Polar and nonpolar molecules don't actually "repel", it's that polar molecules attract each other much more than nonpolar molecules attract anything. Therefore, to take a polar molecule from the (polar) water on one side of the membrane and bury it in the nonpolar region in the middle of the membrane is difficult because it means breaking its relatively strong interactions with the polar water molecules without forming new strong interactions to compensate.
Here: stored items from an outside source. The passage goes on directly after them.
PR #4870, opened 2018-05-22
[Core] Cache evaluated source files

mrward:
If the configuration has not changed and the project has not been
modified then the files returned from Project.GetSourceFilesAsync
will be returned from a cached result. This prevents the project
being re-evaluated each time this method is called.

Currently repeated calls to GetSourceFilesAsync only occur when
the project has files that need to be generated. The project's
PerformGeneratorAsync method calls GetProjectFileTimestamps which
then calls GetSourceFilesAsync. Note that the GetProjectFileTimestamps
will most likely be removed with the file watcher integration since
it is only used to programmatically generate FileService.FileChanged
events which would be automatically generated by the file watcher.

Fixes VSTS #620341 - Cache evaluated source files.

### DIFF
--- a/main/src/core/MonoDevelop.Core/MonoDevelop.Projects/Project.cs
+++ b/main/src/core/MonoDevelop.Core/MonoDevelop.Projects/Project.cs
@@ -542,12 +542,8 @@ namespace MonoDevelop.Projects
 			// pre-load the results with the current list of files in the project
 			var results = new List<ProjectFile> ();
 
-			var buildActions = GetBuildActions ().Where (a => a != "Folder" && a != "--").ToArray ();
-
-			var config = configuration != null ? GetConfiguration (configuration) : null;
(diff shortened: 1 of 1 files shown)


Therzok:
Nice!

main/src/core/MonoDevelop.Core/MonoDevelop.Projects/Project.cs
```diff
@@ -557,6 +553,49 @@ public Task<ProjectFile[]> GetSourceFilesAsync (ConfigurationSelector configurat
 			return results.ToArray ();
 		}
 
+		object evaluatedSourceFilesLock = new object ();
+		string evaluatedSourceFilesConfiguration;
+		TaskCompletionSource<ImmutableList<ProjectFile>.Builder> evaluatedSourceFilesTask;
```
Therzok: Could've been immutable array

PR #5302, opened 2018-07-04
[Instrumentation] Fix possible crash when converting null to value type

Therzok:
If a new CounterMetadata is created and it is a value type, by querying
the property without setting it first, we would crash because
Convert.ToType does not handle that scenario


Therzok:

PR #5303, opened 2018-07-04
[VCS] Fix exception propagation from VersionControlService

Therzok:
See individual commits. Prevents bricking of IDE that happens due to exception propagation from VersionControlService into users.

### DIFF
--- a/main/src/addins/VersionControl/MonoDevelop.VersionControl/MonoDevelop.VersionControl/VersionControlService.cs
+++ b/main/src/addins/VersionControl/MonoDevelop.VersionControl/MonoDevelop.VersionControl/VersionControlService.cs
@@ -245,8 +245,12 @@ namespace MonoDevelop.VersionControl
 					}
 				}
 			}
-			return detectedVCS == null ? null : detectedVCS.GetRepositoryReference (bestMatch, id);
-
+			try {
+				return detectedVCS?.GetRepositoryReference (bestMatch, id);
+			} catch (Exception e) {
+				LoggingService.LogError ($"Could not query {detectedVCS.Name} repository reference", e);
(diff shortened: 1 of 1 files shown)


Therzok:
@slluis we might also want this in 7.5, as it completely bricks the IDE.

main/src/addins/VersionControl/MonoDevelop.VersionControl/MonoDevelop.VersionControl/VersionControlService.cs
```diff
@@ -212,16 +212,15 @@ public static Repository GetRepository (WorkspaceObject entry)
...
 				repo.AddRef ();
-				if (!referenceCache.TryGetValue (repo, out rref)) {
+				if (!referenceCache.TryGetValue (repo, out var rref)) {
 					rref = new InternalRepositoryReference (repo);
 					referenceCache [repo] = rref;
 				}
+				entry.ExtendedProperties [typeof (InternalRepositoryReference)] = rref;
 			}
-			entry.ExtendedProperties [typeof(InternalRepositoryReference)] = rref;
-
```
mrward: This code is a bit different now. Now if GetRepositoryReference returns null the entry.ExtendedProperties [typeof(InternalRepositoryReference)] would not be set to null. It seems that this code cleanup has changed the logic slightly. Not sure if this is a problem or not.

Therzok: Good point, I'll change it back.

Therzok:
Removed the logic change.

Therzok:

PR #5310, opened 2018-07-05
[VSTest] Fix potential UI hang

mrward:
On opening a solution containing a .NET Core test can sometimes
result in a UI hang. The IDE log shows a background thread and the
UI thread both stuck awaiting test discovery:

var discoveredTests = await VsTestDiscoveryAdapter.Instance.DiscoverTestsAsync (Project);

VsTestProjectTestSuite/<OnCreateTests>d__12.MoveNext
in MonoDevelop.UnitTesting.VsTest/VsTestProjectTestSuite.cs:95

Not been able to reproduce this problem directly by opening a
solution. However by modifying the code so a background thread
calls the VsTestDiscoveryAdapter.Instance just before the UI thread
tries to call it then the UI can hang. The problem here is that
the static Instance variable creates a new instance of the
VsTestDiscoveryAdapter. The VsTestDiscoveryAdapter's constructor
created a new progress monitor. The ProgressMonitorManager class
used is a GuiSyncObject so it will try to dispatch the call to
the UI thread. This blocks the background thread. Now the UI thread
attempts to access the VsTestDiscoveryAdapter.Instance and is blocked
resulting in a UI thread hang.

A small fix has been applied here to move the progress monitor
creation out of the constructor and into the DiscoveryTestsAsync
method. This prevents the UI thread hang.

Fixes VSTS #641134 - VS for mac freezes when opening solution

Opened another VSTS bug [643297](https://devdiv.visualstudio.com/DevDiv/_workitems/edit/643297) with some other thread safety problems with the test adapter.

### DIFF
--- a/main/src/addins/MonoDevelop.UnitTesting/MonoDevelop.UnitTesting.VsTest/VsTestDiscoveryAdapter.cs
+++ b/main/src/addins/MonoDevelop.UnitTesting/MonoDevelop.UnitTesting.VsTest/VsTestDiscoveryAdapter.cs
@@ -43,17 +43,32 @@ namespace MonoDevelop.UnitTesting.VsTest
 	class VsTestDiscoveryAdapter : VsTestAdapter
 	{
 		ProgressMonitor monitor;
-		Pad pad;
-		public VsTestDiscoveryAdapter ()
+
+		/// <summary>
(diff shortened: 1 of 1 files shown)


mrward:

PR #5313, opened 2018-07-05
[Core] Optimize ExtensionChain logic

Therzok:
This PR is a consolidated effort to prevent rechaining of extension chains where not needed and making the logic it follows reliable.

This PR touches users of ExtensionChain and ExtensionChain itself.

ExtensionChain is modified to do the following things:
* Dispose of the placeholder extensions at the beginning of the chain, as we cannot guarantee that a ChainedExtension's implementation will not hold onto resources indefinitely if not (one case where Dispose is overriden is in the MSBuild Extension).
* Provide new API that allows for batch modification of an extension, which only rechains on the disposal of the batch modification context.
* Fixed a bug where if insertAfter/insertBefore were not found, we would insert at the -1 position (thus, throw an exception). We now insert before the default position.
* Modify the placeholder extensions to not rechain unless needed.

The logic of `unless needed` is as follows. Given an Extension Chain and the type we want to look for an extension for, we check if the new chain was had a node inserted before or in place of the node we picked as the next implementation. Otherwise, it's just doing reflection checks to get to the same result.

Combined with the batch modifier, this reduces the amount of times an extension chain is init and also the number of times we do reflection on the types.

Users of ExtensionChain are modified to use operations which cause the least amount of rechains possible. That is, instead of manually disposing extensions in a chain, it disposes the chain completely, removing the rechaining on every disposal and they make use of the new API which allows batch modification of the ExtensionChain.

This PR also adds tests around how many times an extension is initialized and how the whole logic works, some docs around how the code works and some comments on what could be possible future improvements.

Fixes VSTS #643291 - ExtensionChain does a lot of unnecessary operations

Supersedes https://github.com/mono/monodevelop/pull/2491

### DIFF
--- a/main/src/core/MonoDevelop.Core/MonoDevelop.Projects/ExtensionChain.cs
+++ b/main/src/core/MonoDevelop.Core/MonoDevelop.Projects/ExtensionChain.cs
@@ -31,8 +31,8 @@ namespace MonoDevelop.Projects
 {
 	public class ExtensionChain
 	{
-		Dictionary<Type,ChainedExtension> chains = new Dictionary<Type, ChainedExtension> ();
-		ChainedExtension[] extensions;
+		Dictionary<Type,ChainedExtensionSentinel> chains = new Dictionary<Type, ChainedExtensionSentinel> ();
+		ChainedExtension [] extensions;
 		ChainedExtension defaultInsertBefore;
 		BatchModifier batchModifier;
 
@@ -49,13 +49,12 @@ namespace MonoDevelop.Projects
 
 		public T GetExtension<T> () where T:ChainedExtension, new()
 		{
-			ChainedExtension e;
-			if (!chains.TryGetValue (typeof(T), out e)) {
-				e = new T ();
-				e.InitChain (this, ChainedExtension.FindNextImplementation<T> (extensions[0]));
+			if (!chains.TryGetValue (typeof(T), out ChainedExtensionSentinel e)) {
+				e = new ChainedExtensionSentinel (new T());
+				e.Update (this, typeof (T), -1);
 				chains [typeof(T)] = e;
 			}
-			return (T)e;
+			return (T)e.Extension;
 		}
 
 		internal void SetDefaultInsertionPosition (ChainedExtension insertBefore)
@@ -92,8 +91,10 @@ namespace MonoDevelop.Projects
 				extensions [n] = extensions [n - 1];
 			extensions [index] = ext;
 
-			if (batchModifier == null)
-				Rechain ();
+			if (batchModifier != null)
+				batchModifier.UpdateFirstIndex (index);
+			else
+				Rechain (index);
 		}
 
 		internal void RemoveExtension (ChainedExtension ext)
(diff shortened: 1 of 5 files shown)


Therzok:
CI shows yellow, but seems like they finished?

slluis:
This PR is adding complexity to the extension chain model. If the goal of the PR is to reduce the amount of reflection we do, why not just cache the reflection check results? that would be a more simple solution.

Therzok:
Caching won't work with assembly unloading, since the caches are per types, the only real win we'd get with a cache would be a static once.

Invalidation would be hard, since extension chains are explicitly for the assembly load/unload. So we might have bigger problems then.

slluis:
Assembly unloading? we don't unload assemblies.

slluis:
I know this PR is orthogonal to caching reflection checks. My question is, if we implement the cache, do we need this PR at all?

My problem with this PR is that it adds complexity and makes the code harder to understand.

Therzok:
Yes, we do, rechaining also resizes the extension chain array, which happens a lot of times for each project

main/src/core/MonoDevelop.Core/MonoDevelop.Projects/ExtensionChain.cs
```diff
@@ -78,42 +81,120 @@ internal void AddExtension (ChainedExtension ext, ChainedExtension insertAfter =
...
 			if (extensions == null)
 				return;
 
-			extensions = extensions.Where (e => e != ext).ToArray ();
-			Rechain ();
+			int index = extensions.Length;
+			extensions = extensions.Where ((e, eindex) => {
+				bool shouldRemove = e == ext;
+				if (shouldRemove)
+					index = Math.Min (index, eindex);
```
slluis: This can just be `index=eindex`

main/src/core/MonoDevelop.Core/MonoDevelop.Projects/ExtensionChain.cs
```diff
@@ -78,42 +81,120 @@ internal void AddExtension (ChainedExtension ext, ChainedExtension insertAfter =
...
 			for (int n = extensions.Length - 1; n > index; n--)
 				extensions [n] = extensions [n - 1];
 			extensions [index] = ext;
-			Rechain ();
+
+			if (batchModifier != null)
+				batchModifier.UpdateFirstIndex (index);
+			else
+				Rechain (index);
 		}
```
slluis: The above check for batchModifier can be moved inside `Rechain()` this make the code more readable. If you do that, `BatchModifier.Dispose()` will have to nullify chain.batchModifier before calling `Rechain()`

main/src/core/MonoDevelop.Core/MonoDevelop.Projects/ExtensionChain.cs
Therzok: Well, we're looking for the minimum value. I think the `Where` eindex is increasing from `0` -> `extensions.Length -1`, so setting it to eindex will choose the _last_, since we don't have any safeguard against duplicate extensions.

Might be overthinking here, but will validate.

slluis: Yeah, the thing is that there can't be duplicate extensions, since that would cause chain loops.

slluis (dismissed):
See comments.

Therzok:
Changes applied

slluis (approved):

PR #5318, opened 2018-07-05
[VCS] Fix Review and Commit selection persisting through context menu

Therzok:
The fix is two fold, once the current info needed to be passed
to the command update handlers used by the context menu.

Then, there was a bug surrounding select all and clicking in the tree,
which would make nodes in the tree unselectable.

Fixes VSTS #621178 - [Feedback] Source Control selection in "Tools -> Options -> Source Control" is lost when opening context menu.


Therzok:

PR #5324, opened 2018-07-05
[Roslyn] Disable ClosedFileDiagnostic for C# by default

Therzok:
This might improve CPU consumptions while loading the roslyn project.

This is disabled by default for C# in VSWindows, so we should do the same.

Fixes VSTS #643384 - Roslyn Closed File Diagnostic is toggled on by default for C#


Therzok:

PR #5327, opened 2018-07-05
Surface lazy methods for CompositionManager

Therzok:
This API is useful for cases where you want to lazily query a service which you use later on.


Therzok:

PR #5334, opened 2018-07-05
[Xml] Implement Expand/Shrink selection for XML

mhutch:
Implement the expand selections/shrink selection command for XML files.

### DIFF
--- a/main/src/addins/Xml/Editor/XmlExpandSelectionHandler.cs
+++ b/main/src/addins/Xml/Editor/XmlExpandSelectionHandler.cs
@@ -1,0 +1,384 @@
+﻿//
+// Copyright (c) Microsoft Corp
+//
+// Permission is hereby granted, free of charge, to any person obtaining a copy
+// of this software and associated documentation files (the "Software"), to deal
+// in the Software without restriction, including without limitation the rights
+// to use, copy, modify, merge, publish, distribute, sublicense, and/or sell
+// copies of the Software, and to permit persons to whom the Software is
+// furnished to do so, subject to the following conditions:
+//
+// The above copyright notice and this permission notice shall be included in
+// all copies or substantial portions of the Software.
+//
+// THE SOFTWARE IS PROVIDED "AS IS", WITHOUT WARRANTY OF ANY KIND, EXPRESS OR
+// IMPLIED, INCLUDING BUT NOT LIMITED TO THE WARRANTIES OF MERCHANTABILITY,
+// FITNESS FOR A PARTICULAR PURPOSE AND NONINFRINGEMENT. IN NO EVENT SHALL THE
+// AUTHORS OR COPYRIGHT HOLDERS BE LIABLE FOR ANY CLAIM, DAMAGES OR OTHER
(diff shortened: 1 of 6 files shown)


main/src/addins/Xml/Editor/XmlExpandSelectionHandler.cs
```diff
@@ -0,0 +1,384 @@
...
+			Name,
+			Content,
+			WithClosing,
+			Document,
+			Attributes
+		}
+
+		class XmlExpandSelectionAnnotation
+		{
+			Stack<(int, SelectionLevel)> expansions = new Stack<(int, SelectionLevel)> ();
```
Therzok: How big can this stack get and/or how often is it changed?

Might be better with a non-array-backed stack? (i.e. ImmutableStack)

main/src/addins/Xml/Editor/XmlExpandSelectionHandler.cs
```diff
@@ -0,0 +1,384 @@
...
+				}
+				var current = NodePath [Index];
+				switch (Level) {
+				case SelectionLevel.Self:
+					return current.Region;
+				case SelectionLevel.WithClosing:
+					var element = (XElement)current;
+					return new DocumentRegion (element.Region.Begin, element.ClosingTag.Region.End);
+				case SelectionLevel.Name:
+					return current.TryGetNameRegion ().Value;
```
Therzok: `current.TryGetNameRegion ()?.Value`

mhutch: It must have a value for SelectionLevel.Name to be true

main/src/addins/Xml/Editor/XmlExpandSelectionHandler.cs
mhutch: The maximum size will be about double the depth in the AST that the "Expand selection" command is executed. It grows when the "Expand selection" command is executed, shrinks when the "shrink selection" command is executed, and is discarded when the caret moves.

In theory it could be eliminated entirely as it's possible to compute the values on demand but the computation is nontrivial and I wanted to reduce risk of bugs caused by getting "shrink" calculations different or out of sync from "expand" calculations.

Therzok: Then, we could use an immutablestack. The advantage is no arrays allocated, nodes are linked together like linked lists

mhutch: But then we have a bunch of nodes allocated... Sure they're smaller but this isn't used much so it probably doesn't matter.

Therzok: Yes, but the net impact changes. When resizing a stack, you do an O(n) allocation, whilst when using ImmutableStack, you just add a node

mhutch: https://github.com/mono/monodevelop/pull/5334

PR #5346, opened 2018-07-09
[Xml] Switch Stack to ImmutableStack

mhutch:
Reduce array allocations. Belated review feedback from https://github.com/mono/monodevelop/pull/5334


mhutch:
Merging as the failing test is unrelated

PR #5347, opened 2018-07-10
[Telemetry] Add solution extension for fetching platform-specific metadata

bratsche:
This adds a way to fetch platform-specific metadata for extra `XS.Solution.Perf.ProjectBuild.*` properties.

This is part of VSTS #598635

### DIFF
--- a/main/src/core/MonoDevelop.Core/MonoDevelop.Projects/ProjectExtension.cs
+++ b/main/src/core/MonoDevelop.Core/MonoDevelop.Projects/ProjectExtension.cs
@@ -302,10 +302,6 @@ namespace MonoDevelop.Projects
 
 		#endregion
 
-		internal protected virtual ProjectEventMetadata UpdateProjectEventMetadata (ConfigurationSelector configurationSelector, ProjectEventMetadata metadata)
-		{
-			return next.UpdateProjectEventMetadata (configurationSelector, metadata);
-		}
 	}
 }
 
--- a/main/src/core/MonoDevelop.Core/MonoDevelop.Projects/ProjectExtension.cs
+++ b/main/src/core/MonoDevelop.Core/MonoDevelop.Projects/ProjectExtension.cs
@@ -301,6 +301,11 @@ namespace MonoDevelop.Projects
 		}
 
 		#endregion
+
+		internal protected virtual ProjectEventMetadata UpdateProjectEventMetadata (ConfigurationSelector configurationSelector, ProjectEventMetadata metadata)
+		{
+			return next.UpdateProjectEventMetadata (configurationSelector, metadata);
+		}
 	}
 }
 
--- a/main/src/core/MonoDevelop.Core/MonoDevelop.Projects/ProjectExtension.cs
+++ b/main/src/core/MonoDevelop.Core/MonoDevelop.Projects/ProjectExtension.cs
@@ -301,7 +301,6 @@ namespace MonoDevelop.Projects
 		}
 
 		#endregion
-
 	}
 }
 
--- a/main/src/core/MonoDevelop.Core/MonoDevelop.Projects/SolutionItem.cs
+++ b/main/src/core/MonoDevelop.Core/MonoDevelop.Projects/SolutionItem.cs
@@ -887,7 +887,7 @@ namespace MonoDevelop.Projects
 
 		public ProjectEventMetadata CreateProjectEventMetadata (ConfigurationSelector configurationSelector)
 		{
-			return ItemExtension.OnGetProjectEventMetadata (configurationSelector, new ProjectEventMetadata ());
+			return ItemExtension.OnGetProjectEventMetadata (configurationSelector);
 		}
 
 		[Obsolete ("Use OnGetProjectEventMetadata (ProjectEventMetadata) instead")]
@@ -895,11 +895,7 @@ namespace MonoDevelop.Projects
 		{
 		}
 
-		protected virtual void OnGetProjectEventMetadata (ProjectEventMetadata metadata)
-		{
-		}
-
-		protected virtual ProjectEventMetadata OnGetProjectEventMetadata (ConfigurationSelector configurationSelector, ProjectEventMetadata origMetadata)
+		protected virtual ProjectEventMetadata OnGetProjectEventMetadata (ConfigurationSelector configurationSelector)
 		{
 			string id = null;
 			if (configurationSelector != null) {
@@ -909,9 +905,7 @@ namespace MonoDevelop.Projects
 				}
 			}
 
-			var metadata = new ProjectEventMetadata (id);
-			OnGetProjectEventMetadata (metadata);
-			return metadata;
+			return new ProjectEventMetadata (id);
 		}
 
 		/// <summary>
@@ -1607,9 +1601,10 @@ namespace MonoDevelop.Projects
 				return Item.OnGetReferencedItems (configuration);
 			}
 
-			protected internal override ProjectEventMetadata OnGetProjectEventMetadata (ConfigurationSelector configurationSelector, ProjectEventMetadata metadata)
+			protected internal override ProjectEventMetadata OnGetProjectEventMetadata (ConfigurationSelector configurationSelector)
 			{
-				return Item.OnGetProjectEventMetadata (configurationSelector, metadata);
+				var metadata = Item.OnGetProjectEventMetadata (configurationSelector);
+				return new ProjectEventMetadata (metadata);
 			}
 
 			internal protected override void OnSetFormat (MSBuildFileFormat format)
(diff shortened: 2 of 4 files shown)


iainx (approved):

mrward (approved):
Should we have a OnGetProjectEventMetadata method added to the SolutionItemExtension? The default behaviour would be to call SolutionItem.OnGetProjectEventMetadata. That seems to match the current pattern used in the SolutionItemExtension.

mrward (changes requested):
Meant to comment not approve it.

slluis (changes requested):
I agree with Matt.

main/src/core/MonoDevelop.Core/MonoDevelop.Projects/ProjectExtension.cs
```diff
@@ -301,6 +301,7 @@ internal protected virtual void OnFileRenamedInProject (ProjectFileRenamedEventA
 		}
 
 		#endregion
+
 	}
```
mrward: Not sure what this new line is for :)

main/src/core/MonoDevelop.Core/MonoDevelop.Projects/SolutionItem.cs
```diff
@@ -896,8 +896,7 @@ public ProjectEventMetadata CreateProjectEventMetadata (ConfigurationSelector co
 			}
 
 			var metadata = new ProjectEventMetadata (id);
-			OnGetProjectEventMetadata (metadata);
-			return metadata;
+			return itemExtension.OnGetProjectEventMetadata (metadata, configurationSelector);
```
mrward: I was thinking more along the lines of the SolutionItemExtension.OnProjectEventMetadata method calling into SolutionItem which would create the ProjectEventMetadata. So CreateProjectEventMetadata would be just:
```
public ProjectEventMetadata CreateProjectEventMetadata (ConfigurationSelector configurationSelector)
{
	return ItemExtension.OnGetProjectEventMetadata (configurationSelector);
}
```

Then the SolutionItemExtension would at the end call back into a non-public method on the SolutionItem which would do the creation:

```
internal ProjectEventMetadata OnGetProjectEventMetadata (ConfigurationSelector configurationSelector)
{
	string id = null;
	if (configurationSelector != null) {
		var slnConfig = configurationSelector as SolutionConfigurationSelector;
		if (slnConfig != null) {
			id = slnConfig.Id;
		}
	}

	return new ProjectEventMetadata (id);
}
```

The SolutionItem's GetReferencedItems method has a similar pattern to this.

mrward: Also the protected OnGetProjectEventMetadata (ProjectEventMetadata metadata) should be called at some point here in the OnGetProjectEventMetadata method.

bratsche: @mrward I'm still struggling to get this to work again with these changes. And I don't really understand that `protected OnGetProjectEventMetadata (ProjectEventMetadata metadata)` call there before it returns. Is that what I should be overriding to add the platform-specific metadata? I don't see anywhere to override it from. As far as I understand the places we can override in the addins are deriving from the extensions, not from project/solutionitem.

bratsche:
@mrward I think this is pretty close to what you suggested now.

main/src/core/MonoDevelop.Core/MonoDevelop.Projects/SolutionItem.cs
```diff
@@ -886,6 +886,20 @@ protected virtual Task<BuildResult> OnClean (ProgressMonitor monitor, Configurat
...
+		[Obsolete ("Use OnGetProjectEventMetadata (ProjectEventMetadata) instead")]
+		protected virtual void OnGetProjectEventMetadata (IDictionary<string, string> metadata)
+		{
+		}
+
+		protected virtual void OnGetProjectEventMetadata (ProjectEventMetadata metadata)
+		{
+		}
+
+		protected virtual ProjectEventMetadata OnGetProjectEventMetadata (ConfigurationSelector configurationSelector, ProjectEventMetadata origMetadata)
```
mrward: So I was more thinking the creation of the project event metadata would be done on the SolutionItem's OnGetProjectEventMetadata. Currently it is being passed in and returned.

The other SolutionItemExtension methods take something as a parameter and then return something else.

`internal protected virtual DateTime OnGetLastBuildTime (ConfigurationSelector configuration)`

main/src/core/MonoDevelop.Core/MonoDevelop.Projects/SolutionItem.cs
```diff
@@ -1601,6 +1601,12 @@ internal protected override IEnumerable<SolutionItem> OnGetReferencedItems (Conf
 				return Item.OnGetReferencedItems (configuration);
 			}
 
+			protected internal override ProjectEventMetadata OnGetProjectEventMetadata (ConfigurationSelector configurationSelector)
+			{
+				var metadata = Item.OnGetProjectEventMetadata (configurationSelector);
+				return new ProjectEventMetadata (metadata);
```
mrward: This can just return Item.OnGetProjectEventMetadata. No need to create the ProjectEventMetadata again here.

main/src/core/MonoDevelop.Core/MonoDevelop.Projects/SolutionItemExtension.cs
```diff
@@ -88,6 +88,12 @@ internal protected virtual void OnInitializeFromTemplate (ProjectCreateInformati
 			next.OnInitializeFromTemplate (projectCreateInfo, template);
 		}
 
+		internal protected virtual ProjectEventMetadata OnGetProjectEventMetadata (ConfigurationSelector configurationSelector)
+		{
+			var metadata = next.OnGetProjectEventMetadata (configurationSelector);
+			return new ProjectEventMetadata (metadata);
```
mrward: Similar here - no need to create a new ProjectEventMetadata class just return it from the next.OnGetProjectEventMetadata call.

mrward:
OnEndLoad seems to still be calling the obsolete GetProjectEventMetadata. It is not part of your change but I am not sure that is correct. Shouldn't it be calling the new CreateProjectEventMetadata?

bratsche:
@iainx ^ Is that intended to still be calling the obsolete `GetProjectEventMetadata()` from `OnEndLoad()` still?

mrward:
Another thing I am wondering about, which is not part of your change, is how the deprecated methods work. If I am using the old deprecated methods, either overriding one or calling the public one, would we expect the information captured using the new methods to be available here and vice versa?

It is probably not a problem for us since we would just make sure the non-obsolete methods are called. Just wondering. @iainx

iainx:
I think it should be calling both, calling the new one first and if that returns null calling the obsolete one. It's awkward because we can't stop calling the old obsolete one because it's a API break.

main/src/core/MonoDevelop.Core/MonoDevelop.Projects/SolutionItemExtension.cs
bratsche: If we don't do this then they don't ever get combined though, right? The whole point of all this was to combine the platform-specific properties into the project properties.

bratsche:
It used to pass the `ProjectEventMetadata` down the chain and in the extension it would do something like `new IPhoneProjectEventMetadata (metadata)`, but now I don't think it's combining the metadata anymore since I changed `OnGetProjectEventMetadata()` to just take a `ConfigurationSelector` parameter.

mrward (commented):
This is looking good now with the extension and project bits.

Not sure if we want to address the other problems here or not.

mrward:
In your project extension, such as the IPhone one, you need to call the base class method to get the metadata, then add the new metadata. That is what is missing on that side. You can still do `new IPhoneProjectEventMetadata (metadata)` just call the base class method to get the metadata.

bratsche:
@mrward Thanks!

bratsche:
@mrward I think I'd rather have other issues handled in a separate PR, if that's okay with you and @iainx, so I can just get the platform-specific stuff done.

main/src/core/MonoDevelop.Core/MonoDevelop.Projects/SolutionItem.cs
```diff
@@ -1824,6 +1829,19 @@ public ProjectEventMetadata ()
 		{
 		}
 
+		public ProjectEventMetadata (CounterMetadata metadata)
+			: base (metadata)
+		{
+		}
+
+		public ProjectEventMetadata (CounterMetadata metadata, string configurationId)
```
mrward: This constructor does not seem to be used anywhere so I think it can be removed.

mrward (approved):

slluis (approved):
Nice!

bratsche:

In the case of a nonpolar molecule passing through the membrane, it is already in water when it approaches the membrane, and transferring it past the polar head groups isn't much "worse" (there's likely a slight effect of the often charged head groups attracting ions that bridge them to one another, but this would be small). The large effect of it being nonpolar, however, is to make it less unfavorable to move it into the middle layer of the membrane where there aren't polar groups for it to interact with.